High Fructose Corn Spirit

Gym climber
Dec 13, 2016 - 05:04pm PT
Artificial Intelligence and the King Midas Problem...

"Very simple robots with very constrained tasks do not need goals or values at all. Although the Roomba’s designers know you want a clean floor, Roomba doesn’t: it simply executes a procedure that the Roomba’s designers predict will work—most of the time. If your kitten leaves a messy pile on the carpet, Roomba will dutifully smear it all over the living room."

http://futureoflife.org/2016/12/12/artificial-intelligence-king-midas-problem/

"Our experience with Chernobyl suggests it may be unwise to claim that a powerful technology entails no risks. It may also be unwise to claim that a powerful technology will never come to fruition. On September 11, 1933, Lord Rutherford, perhaps the world’s most eminent nuclear physicist, described the prospect of extracting energy from atoms as nothing but “moonshine.” Less than 24 hours later, Leo Szilard invented the neutron-induced nuclear chain reaction; detailed designs for nuclear reactors and nuclear weapons followed a few years later. Surely it is better to anticipate human ingenuity than to underestimate it, better to acknowledge the risks than to deny them. … [T]he risk [of AI] arises from the unpredictability and potential irreversibility of deploying an optimization process more intelligent than the humans who specified its objectives.”

Stuart Russell

...

Jerry Coyne's takedown of Robert Wright...
https://whyevolutionistrue.wordpress.com/2016/12/13/robert-wright-in-the-nyt-evolution-could-have-a-higher-purpose/
Ed Hartouni

Trad climber
Livermore, CA
Dec 13, 2016 - 08:11pm PT
asked about Dennett's Folly ("we only think we have experience")

it is possible that the thing you perceive as "experience" isn't what you are experiencing, a behavior adaptation that conveys a survival advantage... as MikeL referenced way up thread...

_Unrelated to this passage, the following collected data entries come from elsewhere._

PR #636, opened 2017-10-26
Allow attaching and detaching disks from instances

### LINKED ISSUE #33: 'google_compute_instance' adding 'google_compute_disk' forces new resource
_This issue was originally opened by @advanderveer as hashicorp/terraform#6678. It was migrated here as part of the [provider split](https://www.hashicorp.com/blog/upcoming-provider-changes-in-terraform-0-10/). The original body of the issue is below._

<hr>

Hey, i've encountered unexpected behaviour while updating a google_compute_instance resource by adding a new disk {}.
### Terraform Version

Terraform v0.6.16
### Affected Resource(s)
- google_compute_instance
- google_compute_disk

Consider starting out with the following configuration:

``` hcl
variable "gce_ssh_user" {}
variable "gce_ssh_pub_key_file" {}
variable "gce_service_account" {}
variable "gce_project_id" {}
variable "gce_image" {}
variable "gce_region" {
  default = "europe-west1"
}

variable "gce_network" {}
variable "gce_subnetwork" {}

provider "google" {
  credentials = "${file(var.gce_service_account)}"
  project     = "${var.gce_project_id}"
  region      = "${var.gce_region}"
}

resource "google_compute_disk" "default" {
  name  = "test-disk"
  type  = "pd-ssd"
  zone = "${var.gce_region}-b"
  size = 10
}

resource "google_compute_instance" "remove-me" {
  name       = "disk-test"
  can_ip_forward       = false
  zone = "${var.gce_region}-b"

  disk {
    image = "ubuntu-1604-xenial-v20160429"
  }

  network_interface {
    subnetwork = "${var.gce_subnetwork}"
    access_config {
      // Ephemeral IP
    }
  }

  service_account {
    scopes = ["compute-rw"] 
  }

  metadata {
    sshKeys = "${var.gce_ssh_user}:${file(var.gce_ssh_pub_key_file)}"
  }
}
```

When using the gce interface I would now be able to add the disk 'test-disk' to the instance 'remove-me' without recreating it (or even rebooting). I would expect terraform to behave the same when changing the resource configuration to the following:

``` hcl

variable "gce_ssh_user" {}
variable "gce_ssh_pub_key_file" {}
variable "gce_service_account" {}
variable "gce_project_id" {}
variable "gce_image" {}
variable "gce_region" {
  default = "europe-west1"
}

variable "gce_network" {}
variable "gce_subnetwork" {}

provider "google" {
  credentials = "${file(var.gce_service_account)}"
  project     = "${var.gce_project_id}"
  region      = "${var.gce_region}"
}

resource "google_compute_disk" "default" {
  name  = "test-disk"
  type  = "pd-ssd"
  zone = "${var.gce_region}-b"
  size = 10
}

resource "google_compute_instance" "remove-me" {
  name       = "disk-test"
  can_ip_forward       = false
  zone = "${var.gce_region}-b"

  disk {
    image = "ubuntu-1604-xenial-v20160429"
  }

  #DISK ADDED HERE (using .name attribute instead of self_link yields the same result)
  disk {
    disk = "${google_compute_disk.default.self_link}"
  }

  network_interface {
    subnetwork = "${var.gce_subnetwork}"
    access_config {
      // Ephemeral IP
    }
  }

  service_account {
    scopes = ["compute-rw"] //this grands our filesystemd to modify itself
  }

  metadata {
    sshKeys = "${var.gce_ssh_user}:${file(var.gce_ssh_pub_key_file)}"
  }
}
```
### Debug Output

[https://gist.github.com/advanderveer/fc9e8ef73f1f0b0b8578fedf9140307e](https://gist.github.com/advanderveer/fc9e8ef73f1f0b0b8578fedf9140307e)
### Panic Output

No panic is produced
### Expected Behavior

I would expect the the 'google_compute_instance' not to be recreated
### Actual Behavior

It get destroyed, i.e terraform plan shows multiple "forces new resource":

```
-/+ google_compute_instance.remove-me
    can_ip_forward:                                      "false" => "false"
    disk.#:                                              "1" => "2" **(forces new resource)**
    disk.0.auto_delete:                                  "true" => "true"
    disk.0.image:                                        "ubuntu-1604-xenial-v20160429" => "ubuntu-1604-xenial-v20160429"
    disk.1.auto_delete:                                  "" => "true" **(forces new resource)**
    disk.1.disk:                                         "" => "https://www.googleapis.com/compute/v1/projects/microfactory-test/zones/europe-west1-b/disks/test-disk" (forces new resource)
    machine_type:                                        "n1-standard-1" => "n1-standard-1"
    metadata.#:                                          "1" => "1"
    metadata.sshKeys:                                    "<my public ssh key>"
    metadata_fingerprint:                                "Mq9VPCUvh-E=" => "<computed>"
    name:                                                "disk-test" => "disk-test"
    network_interface.#:                                 "1" => "1"
    network_interface.0.access_config.#:                 "1" => "1"
    network_interface.0.access_config.0.assigned_nat_ip: "146.148.15.98" => "<computed>"
    network_interface.0.address:                         "10.0.0.3" => "<computed>"
    network_interface.0.name:                            "nic0" => "<computed>"
    network_interface.0.subnetwork:                      "microfactory-subnetwork" => "microfactory-subnetwork"
    self_link:                                           "https://www.googleapis.com/compute/v1/projects/microfactory-test/zones/europe-west1-b/instances/disk-test" => "<computed>"
    service_account.#:                                   "1" => "1"
    service_account.0.email:                             "1010578936991-compute@developer.gserviceaccount.com" => "<computed>"
    service_account.0.scopes.#:                          "1" => "1"
    service_account.0.scopes.299962681:                  "https://www.googleapis.com/auth/compute" => "https://www.googleapis.com/auth/compute"
    tags_fingerprint:                                    "42WmSpB8rSM=" => "<computed>"
    zone:                                                "europe-west1-b" => "europe-west1-b"
```
### Steps to Reproduce

1. `terraform plan`
1. `terraform apply`
### Important Factoids

Not that i'm aware of
### References

I couldn't find any maybe [https://github.com/hashicorp/terraform/pull/5241](https://github.com/hashicorp/terraform/pull/5241) is related

danawillow:
Third time's the charm? Fixes #33.

### DIFF
--- a/google/resource_compute_instance.go
+++ b/google/resource_compute_instance.go
@@ -1161,12 +1161,12 @@ func resourceComputeInstanceUpdate(d *schema.ResourceData, meta interface{}) err
 		// were at the time we ran terraform plan.
 		currDisks := map[string]struct{}{}
 		for _, disk := range instance.Disks {
-			if !disk.Boot {
+			if !disk.Boot && disk.Type != "SCRATCH" {
 				currDisks[disk.DeviceName] = struct{}{}
 			}
 		}
 
-		// Keep track of previous config's disks.
+		// Keep track of disks currently in state.
 		// Since changing any field within the disk needs to detach+reattach it,
 		// keep track of the hash of the full disk.
 		oDisks := map[uint64]string{}
--- a/google/resource_compute_instance.go
+++ b/google/resource_compute_instance.go
@@ -9,8 +9,10 @@ import (
 
 	"regexp"
 
+	"github.com/hashicorp/errwrap"
 	"github.com/hashicorp/terraform/helper/schema"
 	"github.com/hashicorp/terraform/helper/validation"
+	"github.com/mitchellh/hashstructure"
 	computeBeta "google.golang.org/api/compute/v0.beta"
 	"google.golang.org/api/compute/v1"
 	"google.golang.org/api/googleapi"
@@ -204,7 +206,6 @@ func resourceComputeInstance() *schema.Resource {
 			"attached_disk": &schema.Schema{
 				Type:     schema.TypeList,
 				Optional: true,
-				ForceNew: true, // TODO(danawillow): Remove this, support attaching/detaching
 				Elem: &schema.Resource{
 					Schema: map[string]*schema.Schema{
 						"source": &schema.Schema{
@@ -223,7 +224,6 @@ func resourceComputeInstance() *schema.Resource {
 							Type:      schema.TypeString,
 							Optional:  true,
 							Sensitive: true,
-							ForceNew:  true,
 						},
 
 						"disk_encryption_key_sha256": &schema.Schema{
@@ -623,27 +623,13 @@ func resourceComputeInstanceCreate(d *schema.ResourceData, meta interface{}) err
 	attachedDisksCount := d.Get("attached_disk.#").(int)
 
 	for i := 0; i < attachedDisksCount; i++ {
-		prefix := fmt.Sprintf("attached_disk.%d", i)
-		source, err := ParseDiskFieldValue(d.Get(prefix+".source").(string), d, config)
+		diskConfig := d.Get(fmt.Sprintf("attached_disk.%d", i)).(map[string]interface{})
+		disk, err := expandAttachedDisk(diskConfig, d, config)
 		if err != nil {
 			return err
 		}
-		disk := computeBeta.AttachedDisk{
-			Source:     source.RelativeLink(),
-			AutoDelete: false, // Don't allow autodelete; let terraform handle disk deletion
-		}
 
-		if v, ok := d.GetOk(prefix + ".device_name"); ok {
-			disk.DeviceName = v.(string)
-		}
-
-		if v, ok := d.GetOk(prefix + ".disk_encryption_key_raw"); ok {
-			disk.DiskEncryptionKey = &computeBeta.CustomerEncryptionKey{
-				RawKey: v.(string),
-			}
-		}
-
-		disks = append(disks, &disk)
+		disks = append(disks, disk)
 	}
 
 	// Build up the list of networkInterfaces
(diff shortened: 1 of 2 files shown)


danawillow:
```
$ make testacc TEST=./google TESTARGS='-run=TestAccComputeInstance_attachedDisk -parallel 8'
TF_ACC=1 go test ./google -v -run=TestAccComputeInstance_attachedDisk -parallel 8 -timeout 120m
=== RUN   TestAccComputeInstance_attachedDisk
=== RUN   TestAccComputeInstance_attachedDisk_sourceUrl
=== RUN   TestAccComputeInstance_attachedDiskUpdate
--- PASS: TestAccComputeInstance_attachedDisk_sourceUrl (71.67s)
--- PASS: TestAccComputeInstance_attachedDisk (72.10s)
--- PASS: TestAccComputeInstance_attachedDiskUpdate (152.40s)
PASS
ok  	github.com/terraform-providers/terraform-provider-google/google	152.576s
```

google/resource_compute_instance.go
```diff
@@ -1164,6 +1150,101 @@ func resourceComputeInstanceUpdate(d *schema.ResourceData, meta interface{}) err
...
+
+	if d.HasChange("attached_disk") {
+		o, n := d.GetChange("attached_disk")
+
+		// Keep track of disks currently in the instance. Because the google_compute_disk resource
+		// can detach disks, it's possible that there are fewer disks currently attached than there
+		// were at the time we ran terraform plan.
+		currDisks := map[string]struct{}{}
+		for _, disk := range instance.Disks {
+			if !disk.Boot {
```
paddycarver: Silly question: does this take scratch disks into account?

google/resource_compute_instance.go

you perceive the world as a continuous experience, though you know that you do not have a continuous sensation... for instance, you are staring at the screen reading this post and are totally unaware of two rather large blind spots where the optic nerve attaches to your retina, different in both eyes.

yet you believe that the thing you are seeing is continuous...

the thing you take to be the monolithic mind might be, very different in reality, but your perception pieces it together, smoothing over the gaps and bumps and even giving it capabilities that do not exist...

in that sense, you would only think you have experience... the thing you actually have is different from what you think, just as your vision is different then the continuous scene you appear to see.